The appeal is clear. Private documents can remain on local infrastructure. A creative tool can work offline. Costs can become predictable after hardware investment. Models can be versioned, adapted and integrated without depending on one hosted product interface. For archives and research studios, local execution can protect unreleased material and preserve a reproducible workflow.

Local AI is not automatically private, sustainable, secure or inexpensive. Applications may still send telemetry. Downloaded models may have unclear provenance. A local service can expose an unauthenticated network endpoint. Hardware and energy costs move from provider to operator. The decision should be based on requirements, not independence as an aesthetic.

Local, open-weight and open source

Local describes where inference happens. Open-weight describes access to learned parameters. Open source describes freedoms and access across the system.

The Open Source Initiative’s Open Source AI Definition states that an open-source AI system should grant freedoms to use, study, modify and share. It also requires access to a preferred form for modification, including sufficient data information, code and parameters. This is stricter than making a model file downloadable.

Many widely distributed models are open-weight. Users can run and sometimes adapt them, but training datasets may not be reproducible, training code may be incomplete, or the license may restrict uses. Open-weight releases still create substantial public value, but precise language matters. A studio evaluating long-term dependence should know which rights and materials are actually available.

The inference stack

A local language-model stack includes model architecture, weights, tokenizer, inference runtime, model format, hardware backend and application interface. Each layer affects compatibility.

The model architecture defines the computation. The weights contain learned parameters. The tokenizer maps text to model vocabulary. The runtime executes model operations. A file format packages parameters and metadata.

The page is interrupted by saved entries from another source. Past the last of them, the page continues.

PR #2126, opened 2018-10-01
Linking site with PFT

para2x:
## Description

In this PR, I have tried to take advantage of the relation between `sites_cultivars` and `cultivars_pfts` tables in bety and see if there is a specific PFT that is registered for a site. If this information is registered then I subset our parameters and keep just the samples form that PFT. If no information is found then function would not change anything. 
If we find this approach useful for establishing a link between the siteid and pft then the next step would be to populate the `sites_cultivars` table (because it's empty now and even with this change `write.ensemble.configs` works as business as usual.).

site_cultivar

## Review Time Estimate

- [ ] Immediately
- [ ] Within one week
- [ ] When possible
## Types of changes

## Checklist:


para2x:
@mdietze @dlebauer  I was hoping if I could get your thoughts on this.

robkooper:
I like the idea of having PFT's associated with sites. This list of PFT's could be at the top of the list indicating that most likely these are PFT's that work on this site. This should prevent a user (me) from picking a PFT that is not applicable to the site.

para2x:
@mdietze I agree almost with all of your comments. I can still think of few more ways to generalize this a bit more. 
There is actually a table called `pft_species` in bety which has records in it for linking these two. Having a `site_species` table could help a lot replacing all the cultivar related tables (Or this could be even an option for users to choose between species/cultivar link to site)
For a data layer that would spatially map the plant species, are you referring to a specific product?

mdietze:
@para2x  yes I know about `pft_species`, my point is that it's not unique (one pft can contain many species, but each species can also be in many pfts)

para2x:
I'm looking into different data products that they have spatial distribution of plant species, see how can I use them.

mdietze:
@para2x don't get bogged down on any specific data products at this point, as there are potentially many. Big picture is the larger design, not the ingest of specific products (we've already got a workflow for ingest)

infotroph:
I haven't looked at this in detail yet, but to amplify @mdietze's third point: `cultivars_pfts` is explicitly intended to be analogous to `species_pfts` and to work as much like it as possible, and I'm pretty leery of any change that adds differences in their behavior. What is the special case that calls for it here?

para2x:
@infotroph as part of our cms project, we are working on developing a multi-site state data assimilation workflow in assim.sequantial package. At the moment with the current functionality of pecan we are forced to use same PFT for all the sites around the U.S. Now, we are thinking about different ways that a user can directly specify what PFT needs to be used for each site.
I have been trying so hard to come up with ideas that first would affect the other modules the least and then solve our problem at the meantime.

para2x:
But whatever method we end up using needs to be implemented inside the `write.ensemble.config` because that's what the SDA is using.

dlebauer:
this functionality has been commented out, and at the meeting today we decided to remove the preceding database query and messages in PR https://github.com/PecanProject/pecan/pull/3005

We can revisit the use case and potential implementation for site level PFTs in the future based on need.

Hardware backends accelerate computation on CPU, GPU or specialized processors. An application adds prompting, retrieval, tools, memory and user interface.

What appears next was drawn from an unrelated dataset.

PR #2133, opened 2018-10-02
Linking site with PFT using XML tags

para2x:
## Description
This is another effort for providing a different method for linking sites with PFTs. The idea is to use xml tags inside site tag in pecan xml. However, this could be complemented with separate family of functions that they can read in different data sources (such as database, lookup tables or raster files) and they would do the real linkage by updating the pecan xml and adding the required tag to the site tag.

llama.cpp is a prominent open-source runtime for C and C++ inference. It supports portable execution and quantized model formats across a broad range of hardware. Its importance is not that every local system must use it, but that it demonstrates how inference can be separated from a hosted vendor and embedded into other tools.

Architecture

A local stack contains model weights, tokenizer, inference runtime, hardware backend, storage, application interface, optional retrieval index and security boundary. Each layer can be replaced or governed independently when contracts are explicit.

Quantization

Model weights are commonly represented with floating-point numbers. Quantization reduces the precision used to store and compute those values. A lower-precision model requires less memory and can run faster, making larger models practical on consumer hardware.

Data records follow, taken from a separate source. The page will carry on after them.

PR #2136, opened 2018-10-04
WIP Gh-pages html

tonygardella:
## Description
Initial Renderings of pkgdown produce package descriptions. Strips everything away except the html pages.

## Review Time Estimate

- [ ] Immediately
- [ ] Within one week
- [x] When possible
## Types of changes

## Checklist:


ashiklom:
In theory, to link to home, you should just be able to add a relative link to the higher working directory (since you're in `base/all/docs/`, the link would be `../../../index.html`), but I'm not sure if it's that simple. It would be cool to get it up in the navigation bar so it was visible from every page. In the meantime, you could just add something like this to each package's README:

```markdown
[Return to package index](../../../index.html)
```

tonygardella:
True that could work in the meantime and yeah I want add it to the navigation bar because the "home" button should  bring someone back to the head index page. I think I can write a html file with a  chunk that can live in wherever the pages will live that overrides the home button to link to the head index page.

tonygardella:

Quantization is a tradeoff. More aggressive compression can reduce quality, especially on sensitive tasks. The effect depends on architecture, quantization method, model size and workload. File-size labels alone do not predict performance.

The operator should evaluate a quantized model on representative tasks. A configuration adequate for summarizing studio notes may fail on code generation or multilingual extraction. Throughput, first-token latency, context length and memory usage should be measured together.

QLoRA showed that quantization can also support efficient model adaptation by combining a frozen quantized base model with trainable low-rank adapters. The broader lesson is that local experimentation does not always require retraining every parameter.

Hardware

Model inference is constrained primarily by memory capacity, memory bandwidth and compute. A model must fit in available memory together with runtime overhead and the key-value cache used for context. Longer contexts consume additional memory. Batch size and concurrent users increase requirements.

Consumer laptops with unified memory can run useful small and medium models. Dedicated GPUs can provide higher throughput but introduce power, cooling and driver concerns. CPU-only inference is portable and can be sufficient for background tasks, although latency may be higher.

Hardware choice should follow workload. An individual knowledge assistant has different needs from a shared transcription service or real-time installation. A model that produces one research draft per minute may be acceptable; an interactive audio tool may require much tighter latency.

Privacy and security

Keeping prompts local reduces one class of data exposure, but privacy depends on the complete system. Applications can write conversation logs, caches and embeddings to disk. Model files can be replaced with malicious packages. Plugins can access the network. A browser interface can expose the service to other devices.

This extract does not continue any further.